Synovia Solutions Blog

What happens to old school buses?

Posted by Bill Westerman on Tue, May 14, 2013 @ 10:10 AM

shutterstock 12540730Think about the number of school buses that you inevitably get behind while driving somewhere in a hurry. Then think about the number of buses at each school, then the number of schools in your area. Then mentally try to calculate the number of buses in your county, let alone your state. That’s a lot of school buses!

The average lifespan of a bus is around 12 years. So what happens to these shuttles when they are retired from school duty?

Sold Locally
Used buses are often sold at an auction or through dealerships (oftentimes to sell for parts). According to, buses sell for $5,000-$15,000 depending on their condition. Before you run out and buy one, make sure you know what you’re getting into. Bus maintenance is costly, and most likely retired buses will need some work.
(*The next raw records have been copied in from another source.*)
PR #496, opened 2016-09-01
feat(Interaction): Added script to highlight objects on touch

Mishkun:
VRTK_HighlightOnInteract adds outline to VRTK_InteractableObject's that changes its colour on touch. That outline done IKEA VR App style. It also can show/hide associated tooltip on touch. Easy to use and customize

This is reopenning of my previous pull request, because thing got messy...

### DIFF
--- a/Assets/VRTK/Materials/Resources/OutlineHighlighter.mat
+++ b/Assets/VRTK/Materials/Resources/OutlineHighlighter.mat
@@ -1,0 +1,146 @@
+%YAML 1.1
+%TAG !u! tag:unity3d.com,2011:
+--- !u!21 &2100000
+Material:
+  serializedVersion: 6
+  m_ObjectHideFlags: 0
+  m_PrefabParentObject: {fileID: 0}
+  m_PrefabInternal: {fileID: 0}
+  m_Name: OutlineHighlighter
+  m_Shader: {fileID: 4800000, guid: 98d735b00d428fe4ba5e9858cecfc0c5, type: 3}
+  m_ShaderKeywords: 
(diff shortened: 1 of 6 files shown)


thestonefox:
This has got me thinking about how to re-do object highlighting.

I may not merge this PR (yet anyway) but let's not close it as I think it will form a good basis of the new highlighting solution.

Stick around and we can discuss ideas :)

Mishkun:
@thestonefox what do you think about deprecating old highlighting system and simply integrate this one into VRTK_InteractableObject? 
Or let people choose which one they prefer. Then I think we need to split highlighting from VRTK_Interactable, because it is already a god-class

thestonefox:
@Mishkun I don't think i want to move anything else into the interactable object (there are already issues with things breaking unity batching)

i like your idea of having a separate script that deals with highlighting, but i think i wanna do some ground work on how that could work as a base first then your stuff could go on top of that base.

interactable object is a horribly large class, it needs to go on a diet! :D

Mishkun:
@thestonefox okay, you can call me anytime to work on this issue.
Offtopic:
 Why not to split VRTK_Interactable in three basic scripts "Touchable" "Grabbable" "usable" like it was done with ones for controllers?

thestonefox:
@Mishkun i've considered the split of the interactable object, but they're so damn coupled

i.e.

use requires touch
grab requires touch
use mostly requires grab

it's just easier to handle those sorts of things in one pass and keep one consistent state on the object.

I may give it some more thought at some time though

thestonefox:
The new object highlighters supersede this PR

PR #2463, opened 2020-05-11
[DEV-4925] New program activity endpoint for agency profile page

sethstoudenmier:
**Description:**
Implement a new endpoint that returns a list of program activities for a specific toptier agency and fiscal year. 

**Technical details:**
Implemented the endpoint using a similar approach as the count endpoint. Added onto the agency_base class to take into account the different requirements for a GET vs POST. A minor adjustment was made to the count so that it will not count records that have a value of 0 for both the obligated amount and gross overlay.

    - [x] Backend
    - [x] Frontend <OPTIONAL>
8. [X] Jira Ticket [DEV-4925](https://federal-spending-transparency.atlassian.net/browse/DEV-4925):

```
```


usaspending_api/api_contracts/contracts/v2/agency/toptier_code/program_activity.md
```diff
@@ -0,0 +1,104 @@
...
+                "$schema": "http://json-schema.org/draft-04/schema#",
+                "type": "number"
+            }
+    + Parameters
+        + `toptier_code`: 086 (required, number)
+            The toptier code of an agency (could be a CGAG or FREC) so only numeric character strings of length 3-4 are accepted.
+    + Attributes
+        + `fiscal_year` (optional, number)
+            The desired appropriations fiscal year. Defaults to the current FY.
+        + `filter` (optional, string)
```
BrianZito, line 23: I wasn't helping with the `filter` path param on the filter tree endpoints, but would a `filter` body parameter  get confused with the `filters` param used in advanced search?

tony-sappe: `filter` is a common parameter or key for the app's API requests. There would be a benefit to reducing the usage of it when the term could be more specific for the request. However I don't believe it adds confusion.

usaspending_api/agency/v2/views/program_activity_list.py
```diff
@@ -0,0 +1,66 @@
...
+    """
+    Obtain the list of program activity categories for a specific agency in a
+    single fiscal year based on whether or not that program activity has ever
+    been submitted in File B.
+    """
+
+    endpoint_doc = "usaspending_api/api_contracts/contracts/v2/agency/toptier_code/program_activity.md"
+
+    @cache_response()
+    def post(self, request: Request, *args: Any, **kwargs: Any) -> Response:
```
kbard, line 21: Do we need to support `post` here?  With the exception of the advanced search which has a massive filter list that I'm told exceeds maximum query string of older browsers when fully populated, I had envisioned us moving toward more `get` based requests which is typical for REST-like APIs.  `post` is usually saved for operations that add data.

kbard: I realize there's an argument to be made for being consistent across our endpoints (I've even made that argument), but I feel like this is our opportunity for a clean break.  This is a whole new app.  We can start a new tradition.  One we can call our own.  One that tomorrow's developers can complain about.  "Why'd they do it this way?!?!?!"

usaspending_api/agency/v2/views/agency_base.py
```diff
@@ -44,3 +51,26 @@ def toptier_agency(self):
     @property
     def standard_response_messages(self):
         return [get_account_data_time_period_message()] if self.fiscal_year < 2017 else []
+
+    @cached_property
+    def pagination(self):
+        if self.request.method == "GET":
```
kbard, line 57: This seems unnecessary.  The only way you can get to this method is if you actually call it.  I assume you wouldn't call it if your endpoint didn't support it.  Plus, I could see this being useful regardless of whether or not we end up with `POST` or `GET` requests.  (See another comment I'm about to make concerning combining `request.data` with `request.query_params`.)

usaspending_api/agency/v2/views/agency_base.py
```diff
@@ -44,3 +51,26 @@ def toptier_agency(self):
...
+            page=request_data["page"],
+            limit=request_data["limit"],
+            lower_limit=(request_data["page"] - 1) * request_data["limit"],
+            upper_limit=(request_data["page"] * request_data["limit"]) + 1,
+            sort_key=request_data.get("sort", "obligated_amount"),
+            sort_order=request_data["order"],
+        )
+
+    @property
+    def filter(self):
```
kbard, line 73: I'm a little on the fence about adding this (and `pagination`) to the base class since it is not ubiquitous to most of the endpoints.  I know both of these are dirty words, but we could subclass this specifically for endpoints that provide pagination and filtering or we could create a mixin that supports that functionality.

A third option would be to support this compositionally (which is a lot like subclassing and/or mixins except your class uses the base class rather than actually inheriting from it).  Composition is so IN right now.  You want to be cool, don't you?

usaspending_api/agency/v2/views/program_activity_list.py
```diff
@@ -0,0 +1,66 @@
...
+            financialaccountsbyprogramactivityobjectclass__final_of_fy=True,
+            financialaccountsbyprogramactivityobjectclass__treasury_account__funding_toptier_agency=self.toptier_agency,
+            financialaccountsbyprogramactivityobjectclass__submission__reporting_fiscal_year=self.fiscal_year,
+        ).exclude(
+            financialaccountsbyprogramactivityobjectclass__obligations_incurred_by_program_object_class_cpe=0,
+            financialaccountsbyprogramactivityobjectclass__gross_outlay_amount_by_program_object_class_cpe=0,
+        )
+
+        if self.filter:
+            queryset_results = queryset_results.filter(program_activity_name__contains=self.filter)
```
kbard, line 46: `icontains`?

usaspending_api/agency/v2/views/program_activity_list.py
sethstoudenmier: If there is no pushback I am always in favor of more RESTful endpoints. As you stated, this is purely done as an attempt to be consistent.

usaspending_api/agency/v2/views/program_activity_list.py
```diff
@@ -1,14 +1,14 @@
...
 from typing import Any, List
-from usaspending_api.agency.v2.views.agency_base import AgencyBase
+from usaspending_api.agency.v2.views.agency_base import AgencyBase, ListMixin
 from usaspending_api.common.cache_decorator import cache_response
 from usaspending_api.common.helpers.generic_helper import get_simple_pagination_metadata
 from usaspending_api.references.models import RefProgramActivity
 
 
-class ProgramActivityList(AgencyBase):
+class ProgramActivityList(AgencyBase, ListMixin):
```
kbard, line 11: Mixins are typically listed to the left of base classes in python because method overrides are set up based on a right to left reading of the superclasses (i.e. if you want mixin methods to override base class methods, they need to be listed to the left of the base class).  It's not currently an issue in this case since there are no overrides, but if someone decides to override a base method/property this will become a problem.

usaspending_api/agency/v2/views/program_activity_count.py
```diff
@@ -37,7 +37,12 @@ def get_program_activity_count(self):
                         final_of_fy=True,
                         treasury_account__funding_toptier_agency=self.toptier_agency,
                         submission__reporting_fiscal_year=self.fiscal_year,
-                    ).values("pk")
+                    )
+                    .exclude(
```
kbard, line 41: Note to self, @kbard check this SQL out in the morning to ensure it doesn't express same odd behavior as the other query we already replaced.

kbard: Does not exhibit odd behavior we saw in other query, likely because it's not part of an aggregation.  👍

usaspending_api/api_contracts/contracts/v2/agency/toptier_code/program_activity.md
```diff
@@ -0,0 +1,94 @@
+FORMAT: 1A
+HOST: https://api.usaspending.gov
+
+# List Program Activity [/api/v2/agency/{toptier_code}/program_activity/{?fiscal_year,filter,order,sort,page,limit}]
+
+Returns a list of Program Activity in the Agency's appropriations for a single fiscal year
```
ebdabbs, line 6: I think this would read better as `Program Activities` plural

usaspending_api/api_contracts/contracts/v2/agency/toptier_code/program_activity.md
```diff
@@ -0,0 +1,94 @@
...
+                + `desc`
+                + `asc`
+        + `sort` (optional, enum[string])
+            Optional parameter indicating what value results should be sorted by.
+            + Default: `obligated_amount`
+            + Members
+                + `name`
+                + `obligated_amount`
+                + `gross_outlay_amount`
+        + `page` (optional, number)
```
ebdabbs, line 37: Does `page` default to 1?

usaspending_api/api_contracts/contracts/v2/agency/toptier_code/program_activity.md
```diff
@@ -0,0 +1,94 @@
...
+        + `limit` (optional, number)
+            How many results are returned.
+            + Default: 10
+
++ Response 200 (application/json)
+    + Attributes
+        + `toptier_code` (required, string)
+        + `fiscal_year` (required, number)
+        + `limit` (required, number)
+        + `page_metadata` (required, PageMetadata, fixed-type)
```
ebdabbs, line 48: Since this table will use a pager element (rather than infinite scroll or next / prev buttons) we'll need a `count` of total results. We don't really need `next`, `previous`, `hasNext`, or `hasPrevious` for USAS frontend purposes, but no harm in including them.

usaspending_api/api_contracts/contracts/v2/agency/toptier_code/program_activity.md
sethstoudenmier: Good point, will make the change.

usaspending_api/api_contracts/contracts/v2/agency/toptier_code/program_activity.md
sethstoudenmier: Yes it does, will add that.

usaspending_api/api_contracts/contracts/v2/agency/toptier_code/program_activity.md
sethstoudenmier: Since we have the count endpoints to go along with these list endpoints should the total still be added into the page_metadata here?

ebdabbs: True, we could pass down the totals from the tab component!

[Additionally, if you’re thinking of renovating it into an RV or motor home, you need to do some homework. In addition to needing a commercial driver’s license (which involves a written test, two road tests, and a physical), you should also check into whether local regulations allow you to park it at your home. You also need to be aware that your bus will only get 2-3 miles per gallon fuel economy, which is much worse than the 6-14 mpg you would expect from an RV or motor home.]

Exported Globally
According to an article in The Bay Citizen, thousands of old American school buses are shipped South of the border to Mexico, Guatemala, and other Central American countries, where they are converted into “camionetas” (which means “chicken buses” - no joke! - named for the tightly-packed quarters and the occasional feathered traveler). They are often used for mass transportation after they are shortened to remove excess weight, making them more agile in steep terrain.  

Hundreds of buses pass through Antigua each day, providing the primary means of transportation for many Guatemalans. They race down the highways, barely stopping to allow passengers to hop on and crowd into a bus that can be standing room only.

Regardless of how they are repurposed or recycled, retired school buses are continuing to transport people here to there - locally or abroad.